将我的脚趾浸入依赖类型的水域中,我对规范的“具有静态类型长度的列表”示例进行了破解。
{-# LANGUAGE DataKinds, GADTs, KindSignatures #-}
-- a kind declaration
data Nat = Z | S Nat
data SafeList :: (Nat -> * -> *) where
Nil :: SafeList Z a
Cons :: a -> SafeList n a -> SafeList (S n) a
-- the type signature ensures that the input list has at least one element
safeHead :: SafeList (S n) a -> a
safeHead (Cons x xs) = x
这似乎有效:
ghci> :t Cons 5 (Cons 3 Nil)
Cons 5 (Cons 3 Nil) :: Num a => SafeList ('S ('S 'Z)) a
ghci> safeHead (Cons 'x' (Cons 'c' Nil))
'x'
ghci> safeHead Nil
Couldn't match type 'Z with 'S n0
Expected type: SafeList ('S n0) a0
Actual type: SafeList 'Z a0
In the first argument of `safeHead', namely `Nil'
In the expression: safeHead Nil
In an equation for `it': it = safeHead Nil
但是,为了使该数据类型真正有用,我应该能够从运行时数据构建它,而您在编译时不知道其长度。我天真的尝试:
fromList :: [a] -> SafeList n a
fromList = foldr Cons Nil
编译失败,出现类型错误:
Couldn't match type 'Z with 'S n
Expected type: a -> SafeList n a -> SafeList n a
Actual type: a -> SafeList n a -> SafeList ('S n) a
In the first argument of `foldr', namely `Cons'
In the expression: foldr Cons Nil
In an equation for `fromList': fromList = foldr Cons Nil
我明白为什么会发生这种情况:返回类型Cons
折叠的每次迭代都是不同的 - 这就是重点!但我看不到解决办法,可能是因为我对这个主题的阅读不够深入。 (我无法想象所有这些努力都被投入到一个在实践中不可能使用的类型系统中!)

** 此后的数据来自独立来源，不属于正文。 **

PR #31, opened 2015-11-08
Add setup documentation for option UI tools

joshsziegler:
This documentation is by Jagged from this forum thread:
http://forums.rptools.net/viewtopic.php?f=86&t=25838

I'm not sure if this documentation is up to date.

PR #1942, opened 2020-05-27
Update parser to 1.7.1 to enable ISO-8859-1 characters

Merudo:
- Enable ISO-8859-1 characters, both in strings and in variable names
- Discussed in RPTools/parser#30

---
This change is [Reviewable](https://reviewable.io/reviews/rptools/maptool/1942)


Merudo:
Characters now supported:

1920px-Latin-1-infobox svg


The ones after the `......................................` are added by PR #31.

The last two rows can be used in variable names, except for the × and ÷ symbols.

Issue #1938, opened 2020-05-26
Macros are not set to be Player Editable when they should be


Merudo:
**Describe the bug**
Some macros are not set to be Player Editable when they should be:

- Macros created through the `createMacro()` command
- Macros created by dropping a token from outside MapTool

**To Reproduce**
1. As a player, create a macro through one of these two methods
2. Notice the macro has the Player Editable field set to `false`.

**Expected behavior**
The Player Editable field is set to `true`.

**MapTool Info**
- Version: 1.7, develop
- Install: New

**Desktop (please complete the following information):**
 - OS: Windows
 - Version: 10

Merudo:
PR #1939 fixes this.

Phergus:
Testing current develop.  Executing this:
`[createMacro("Test", "this is a test", "autoExecute=true;playerEditable=0;color=green", ";") ]`
on a logged on player client produces this error:
```
java.lang.NullPointerException: Cannot invoke "net.rptools.maptool.model.Token.getName()" because the return value of "net.rptools.maptool.model.MacroButtonProperties.getToken()" is null error executing expression createMacro("Test", "this is a test", "autoExecute=true;playerEditable=0;color=green", ";") .
```
Without the `playerEditable` option it works as expected.  Error should probably be trapped and a message to the effect of "Setting state of **playerEditable** is not allowed from player clients."

Other wise, player created macros (using `createMacro` or dropped in tokens with macros) are set as Editable by Players and access to the checkbox is disable on player clients.

Merudo:
The ParserException error is itself throwing an exception :(. Not my code but I will fix.

Phergus:
Tested.  Attempting to create a macro with either `playerEditable` or `command` in the `props` argument fails with message that user lacks permission.

PR #1957, opened 2020-05-29
Fix createMacro() throwing NPE if playerEditable is specified

Merudo:
- Fix createMacro() throwing a null pointer exception if playerEditable is among the properties defined and the player is not a GM
- Issue discussed in #1938

---
This change is [Reviewable](https://reviewable.io/reviews/rptools/maptool/1957)


Merudo:
I'm not sure what's wrong with the macOS build.

Phergus:
Dunno.  I restarted once but it got hung up again on the MacOS build.

PR #1968, opened 2020-06-01
Use new option in dicelib to only evaluate with a deterministic outco…

nmeier:
…me IF the detailed expression is actually used (i.e., TOOLTIP, expandRoll). That turns off the whole deterministic AST building in dicelib when not needed. It also avoids the associated flattening of variables (e.g., json array) when all that counts is the result, e.g. in a macro loop.

This still works

```
/roll 1d6 + 4
* nmeier rolls: 1d6 + 4 => 5 + 4 = 9

```
With this change the example macro in #1898 that appends 10k elements to a json.array does that in a loop as true list appends now.

This reduces the runtime of that example macro from ~11-12s to 4-5s on my machine.

---
This change is [Reviewable](https://reviewable.io/reviews/rptools/maptool/1968)


nmeier:
This is going to need a bump in dicelib and version dependency. I'm building locally against dicelib develop.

那么:如何从“正常”简单类型数据构建这种依赖类型数据?
按照@luqui的建议,我能够做到fromList
编译:
data ASafeList a where
ASafeList :: SafeList n a -> ASafeList a
fromList :: [a] -> ASafeList a
fromList = foldr f (ASafeList Nil)
where f x (ASafeList xs) = ASafeList (Cons x xs)
这是我尝试打开包装ASafeList
并使用它:
getSafeHead :: [a] -> a
getSafeHead xs = case fromList xs of ASafeList ys -> safeHead ys
这会导致另一个类型错误:
Couldn't match type `n' with 'S n0
`n' is a rigid type variable bound by
a pattern with constructor
ASafeList :: forall a (n :: Nat). SafeList n a -> ASafeList a,
in a case alternative
at SafeList.hs:33:22
Expected type: SafeList ('S n0) a
Actual type: SafeList n a
In the first argument of `safeHead', namely `ys'
In the expression: safeHead ys
In a case alternative: ASafeList ys -> safeHead ys
同样,直观上来说,这将无法编译是有道理的。我可以打电话fromList
有一个空列表,所以编译器不能保证我能够调用safeHead
关于由此产生的SafeList
。这种知识的缺乏大致就是存在主义的ASafeList
捕获。
这个问题能解决吗?我觉得我可能已经走上了逻辑的死胡同。